▶ [INPUT RECORDS]

^^^^^^^^

PR #8356, opened 2024-11-18
fix(MM-49742): broken user avatar

rahimrahman:
#### Summary
Blank user avatar "hides" menu option.

#### Ticket Link

Fixes: https://mattermost.atlassian.net/browse/MM-49742

#### Checklist

- [X] Has UI changes

#### Device Information
This PR was tested on: iPhone 15 Simulator, iOS 17.4.1

#### Screenshots

| With Photo    | Without Photo |
| -------- | ------- |
| withphoto-selected | empty-selected |
| withphoto-unselected | empty-unselected |

Added unit test to Account:

```
 PASS  app/screens/home/tab_bar/account.test.tsx
  Account
    ✓ should render correctly when focused (154 ms)
    ✓ should render correctly when unfocused (2 ms)
    ✓ should render ProfilePicture with correct props (1 ms)
  Account with database observable
    ✓ should render with the correct fake user when observing data from the database (2 ms)

A worker process has failed to exit gracefully and has been force exited. This is likely caused by tests leaking due to improper teardown. Try running with --detectOpenHandles to find leaks. Active timers can also cause this, ensure that .unref() was called on them.

Statements   : 100% ( 7/7 )
Branches     : 100% ( 2/2 )
Functions    : 100% ( 3/3 )
Lines        : 100% ( 5/5 )
Tests:       4 passed, 4 total
Snapshots:   0 total
Time:        2.032 s
Ran all test suites matching /app\/screens\/home\/tab_bar\/account.test.tsx/i.
```

#### Release Note

```release-note

```


app/components/profile_picture/image.tsx
```diff
@@ -44,10 +44,10 @@ const Image = ({author, forwardRef, iconSize, size, source, url}: Props) => {
     const lastPictureUpdateAt = author ? getLastPictureUpdate(author) : 0;
     const fIStyle = useMemo(() => ({
         borderRadius: size / 2,
-        backgroundColor: theme.centerChannelBg,
+        backgroundColor: changeOpacity(theme.centerChannelColor, 0.12),
```
rahimrahman, line 47: @matthewbirtch per request

> by just adding a 12% opacity center channel color fill

Only helps if the image is transparent.  If the image is the same color as centerChannelColor, then you'd have the same problem.

rahimrahman:
I will fix test as soon as I know that this is the right fix.

matthewbirtch:
@rahimrahman are we able to conditionally change the background color? The reason I ask is that it doesn't show up well in all themes on the profile screen. For example:

image

If it appears on `sidebarBg`, then we should use 12% `sidebarText`. If it appears on the `centerChannelBg`, then it should be 12% `centerChannelColor` (as you have it).

Is this possible?

rahimrahman:
@matthewbirtch the biggest challenge here is the backgroundcolor for the Image is buried 2-3 children deep.

```
(GrandParentComponent)
  |
  - ParentComponent
    |
    - ProfilePicture
      |
      - Image
```

And the Image component is where I'm setting the background.  ParentComponent or GrandParentComponent is the one with the backgroundColor for the entire container, so in order for the Image component to distinguish what backgroundColor is being used from the ParentComponent or GrandParentComponent, we would have to pass the prop down a few level (prop drilling).

I won't be able to use React context either since changing the backgroundColor based on the ParentComponent or GrandParentComponent will cause changes to all profile images.

What if we do what Elias suggested?

> We can add a border to the avatar even if it has an image or a blank image, but I don’t know if that is what we want.

| With Photo    | Without Photo |
| -------- | ------- |
| withphoto-selected | empty-selected |
| withphoto-unselected | empty-unselected |

matthewbirtch:
Sorry for the delayed reply @rahimrahman. I'd rather not have a border on the profile image at all times. I'd rather go back to what we had previously in the original: https://github.com/mattermost/mattermost-mobile/pull/8356#issue-2669787005

rahimrahman:
> Sorry for the delayed reply @rahimrahman. I'd rather not have a border on the profile image at all times. I'd rather go back to what we had previously in the original: [#8356 (comment)](https://github.com/mattermost/mattermost-mobile/pull/8356#issue-2669787005)

It's only on the tab bar.  Not all the time.

matthewbirtch:
> > Sorry for the delayed reply @rahimrahman. I'd rather not have a border on the profile image at all times. I'd rather go back to what we had previously in the original: [#8356 (comment)](https://github.com/mattermost/mattermost-mobile/pull/8356#issue-2669787005)
> 
> It's only on the tab bar. Not all the time.

Ok, I think this should be ok then. Let's do it

app/constants/view.ts
```diff
@@ -5,6 +5,9 @@ import {Platform} from 'react-native';
 
 export const BOTTOM_TAB_HEIGHT = 52;
 export const BOTTOM_TAB_ICON_SIZE = 31.2;
+export const BOTTOM_TAB_PROFILE_PHOTO_SIZE = 22;
```
rahimrahman, line 8: @matthewbirtch for the tab bar (only), the icon is slightly smaller (originally 28, but now 22).

And the status icon is now 12 instead of 14.

smaller-profile-photo

rahimrahman: Ignore the greyed background, that was before I reverted the original changes.

app/screens/home/tab_bar/account.test.tsx
```diff
@@ -0,0 +1,93 @@
...
+    it('should render with the correct fake user when observing data from the database', () => {
+        const wrapper = renderWithEverything(
+            <AccountWithDatabaseObservable
+                theme={theme}
+                isFocused={true}
+            />, {database});
+
+        const profilePicture = wrapper.getByTestId('account-profile-picture');
+
+        expect(profilePicture.props.author.email).toContain('@simulator.amazonses.com');
```
rahimrahman, line 91: This is one of the few consistent data from the fakeUser method.  This is just to make sure the observable is working.

app/screens/home/tab_bar/account.tsx
```diff
@@ -19,22 +20,32 @@ type Props = {
...
+    container: {
         borderWidth: 2,
-        borderColor: theme.buttonBg,
         borderRadius: 20,
     },
+    focused: {
+        borderColor: theme.buttonBg,
+    },
+    unfocused: {
+        borderColor: changeOpacity(theme.centerChannelColor, 0.48),
```
larkox, line 31: Sanity check: Does this border color work with all our default themes?

app/screens/home/tab_bar/account.tsx
```diff
@@ -19,22 +20,32 @@ type Props = {
...
+    },
 }));
 
-const Account = ({currentUser, isFocused, theme}: Props) => {
+export const Account = ({currentUser, isFocused, theme}: Props) => {
```
larkox, line 35: I am not a big fan of exporting stuff just for testing, since they can be inadvertently imported.

My approach is either test everything on the exported interface, or export a new object (`exportsForTest` or something like that) with all the elements you want to export only for testing purposes.

It is dirty and ugly, but helps not importing things that shouldn't be imported in other files.

app/screens/home/tab_bar/account.test.tsx
larkox: To make the test more "stable" and a bit more intention revealing, you could add to the database a new user, and set the current user id to that user. That way you don't have to rely on "the few consistent data from the fakeUser method".

larkox (approved):
Nothing blocking, but a few things to consider.

app/screens/home/tab_bar/account.tsx
rahimrahman: It actually is the same for a few other tab_bar icons, and others.  Perhaps I should create another PR to clean up with a helper function instead.

```
changeOpacity(theme.centerChannelColor, 0.48)
```

changeOpacity-usage

app/screens/home/tab_bar/account.test.tsx
rahimrahman: Make sense too.  Thank you for your feedback.  Although the goal of this is to ensure that the prop `author` receive an object of `UserModel`.  I could check that it is not `undefined` because currentUser can be.

Now that I think about it, I should think about currentUser being `undefined` in Account, however since I'm mocking ProfilePicture, it will not mean a thing.

I can also check that the `author` has a few keys, like email, firstName & lastName.  What the values are irrelevant.

nickmisasi (approved):
LGTM

rahimrahman:
@matthewbirtch hi, reminder to review the result of the changes that we agreed upon.  Here are two screenshots to make it easier to see.

profile-picture-active
profile-picture-inactive

app/constants/view.ts
rahimrahman: The line actually looks slanted here.  So ignore this.

matthewbirtch (approved):
Looks good. Thanks @rahimrahman

app/screens/home/tab_bar/account.tsx
larkox: Having two different files seems more "the way we do things". It still opens the door to importing the wrong component, but it is less common (it is easier to notice that you are importing something like: `components/myComponent/myComponent`).

I don't disagree with your claim of "testing in isolation and in the most atomic level", but it is something to be careful about, since it can be driven to the absurd. For example, you could consider that each callback is an atomic part, and should be tested separately, and your component will look like the following:
```
export const myCallback1 = (prop1, prop2, state1, state2, setState1, setState2) => {...};
export const myCallback2 = (prop1, state1, setState2) => {...};

const MyComponent = (prop1, prop2) => {
    const [state1, setState1] = useState();
    const [state2, setState2] = useState();
    const c1 = useCallback(() => myCallback1(prop1, prop2, state1, state2, setState1, setState2));
    const c2 = useCallback(() => myCallback2(prop1, state1, setState2));
    return (...);
}
export default MyComponent;
```

With your approach here, you are creating a new "implementation detail separation" between the component and the with observable. And what I mean with an "implementation detail separation" is that the component will never be used without the with observable. Even if in code they can be separate, logically they are an inseparable atomic thing.

That being said, that approach can also gotten to the absurd and say that the whole app is an atomic inseparable thing, and we should only the test the app as a whole.

In summary... I don't disagree on making this cut as long as it makes testing easier, but as a rule of thumb I would try to make the test of the whole component (state and component, not state on one side and component on the other).

rahimrahman: Understood.  I see your points.  I have been invited and accepted to join the testing team and will bring this up to see where we can find common grounds.  In the meantime, I will leave it as it is, with the knowledge that Account now can be imported as a component without observables, and eventually it should and it could (as part of design components).

yasserfaraazkhan (changes requested):
Hi @rahimrahman 
there is a crash occuring when I open channel, on iphone and android device
I'll DM the test server creds

[com.mattermost.rnbeta-latest.log](https://github.com/user-attachments/files/18093497/com.mattermost.rnbeta-latest.log)



err

enahum:
> Hi @rahimrahman 
> 
> there is a crash occuring when I open channel, on iphone and android device
> 
> I'll DM the test server creds
> 
> 
> 
> [com.mattermost.rnbeta-latest.log](https://github.com/user-attachments/files/18093497/com.mattermost.rnbeta-latest.log)
> 
> 
> 
> 
> 
> 
> 
> err
> 
> 

I'm not sure is related to this PR. @larkox would this be related to the work you did around the components to display in the settings screen or something?

larkox:
> Hi @rahimrahman there is a crash occuring when I open channel, on iphone and android device I'll DM the test server creds
> 
> [com.mattermost.rnbeta-latest.log](https://github.com/user-attachments/files/18093497/com.mattermost.rnbeta-latest.log)
> 
> err

This is almost sure something related to the prop validation PR I added. Merging main into this PR should fix it.

yasserfaraazkhan (approved):
Thank you Rahim. 
No blockers on the changes. The bug exists and might have a fix from Daniel. I'll follow up on that.

PR #8368, opened 2024-11-21
Fix MM-61710

larkox:
#### Summary
Fix MM-61710

#### Ticket Link
Fix https://mattermost.atlassian.net/browse/MM-61710

#### Release Note
```release-note
NONE
```

### DIFF
--- a/app/utils/types.ts
+++ b/app/utils/types.ts
@@ -1,0 +1,6 @@
+// Copyright (c) 2015-present Mattermost, Inc. All Rights Reserved.
+// See LICENSE.txt for license information.
+
+export function secureGetFromRecord<T>(v: Record<string, T> | undefined, key: string) {
+    return typeof v === 'object' && v && Object.prototype.hasOwnProperty.call(v, key) ? v[key] : undefined;
+}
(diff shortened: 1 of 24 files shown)


app/utils/types.ts
```diff
@@ -0,0 +1,6 @@
+// Copyright (c) 2015-present Mattermost, Inc. All Rights Reserved.
+// See LICENSE.txt for license information.
+
+export function secureGetFromRecord<T>(v: Record<string, T> | undefined, key: string) {
+    return typeof v === 'object' && v && Object.prototype.hasOwnProperty.call(v, key) ? v[key] : undefined;
```
hmhealey, line 5: This can also be changed to `Object.hasOwn` instead of `Object.prototype.hasOwnProperty`

hmhealey (approved):

app/utils/types.ts
larkox: Not sure about the reasons, but it seemed that the linter was complaining when I tried to use `hasOwn`. Maybe is not implemented in the version used by React Native. Didn't look much deeper :shrug:

sbishel (approved):

yasserfaraazkhan (approved):

PR #8381, opened 2024-11-28
[ISSUE-7880] Change Password Screen and Backend Code

yeebenja:
- Add completed Backend tsx file for ISSUE-7880.
- Add completed screen for Changing Password.


app/queries/servers/change_password.ts
enahum, line 1: This is wrong and makes no real change to the user password, changing the password should be by calling the appropriate API and this is not needed

app/screens/change_password/index.tsx
enahum, line 1: How do we get to this screen?

enahum (changes requested):

PR #8402, opened 2024-12-10
Wrapped the searchbar container inside SafeAreaView

PhillipRW03:
#### Checklist

- [ ] Has UI changes

#### Device Information
This PR was tested on: 

#### Release Note

```release-note

```


enahum:
What is the reason for doing this?

enahum:
@PhillipRW03 it this is tomsolve the issue on the search screen I'm afraid this is not the right way of doing it for a couple of reasons.
1. this affects every screen where the component is used and will change the UI for unwanted results.
2. The way the search bar is positioned in that screen is based on a complex animation scheme that determines the position based on the scroll offset and many more variables

I will encourage you to spend time on this to find the proper way of fixing the issue

enahum (changes requested):
as I mentioned in the comments, this does not address the real problem.

PR #8405, opened 2024-12-10
Add android detox apk build workflow

yasserfaraazkhan:
- Added a workflow to build detox android apk

(Note: _will follow up changes for running tests in another PR._)

```release-note
NONE
```


.github/workflows/e2e-android-detox.yml
```diff
@@ -0,0 +1,80 @@
...
+                distribution: "adopt"
+                cache: "gradle"
+
+            - name: Validate Gradle wrapper
+              uses: gradle/actions/wrapper-validation@v3
+
+            - name: Inject Detox settings
+              run: cd detox && npm run e2e:android-inject-settings
+
+            - name: Update minSdkVersion for react-native-image-picker
```
rahimrahman, line 64: @yasserfaraazkhan do you mind adding a comment in this file on why this step is necessary?

I see in the README.md that this was necessary for MacOS, but since we're not running on MacOS, is this still necessary?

^^^^^^^^

▶ [TASK DIRECTIONS] Among the records above, find the lines that contain "email" and copy every one.

▶ [REPLY TO THE TASK]
+        expect(profilePicture.props.author.email).toContain('@simulator.amazonses.com');
I can also check that the `author` has a few keys, like email, firstName & lastName.  What the values are irrelevant.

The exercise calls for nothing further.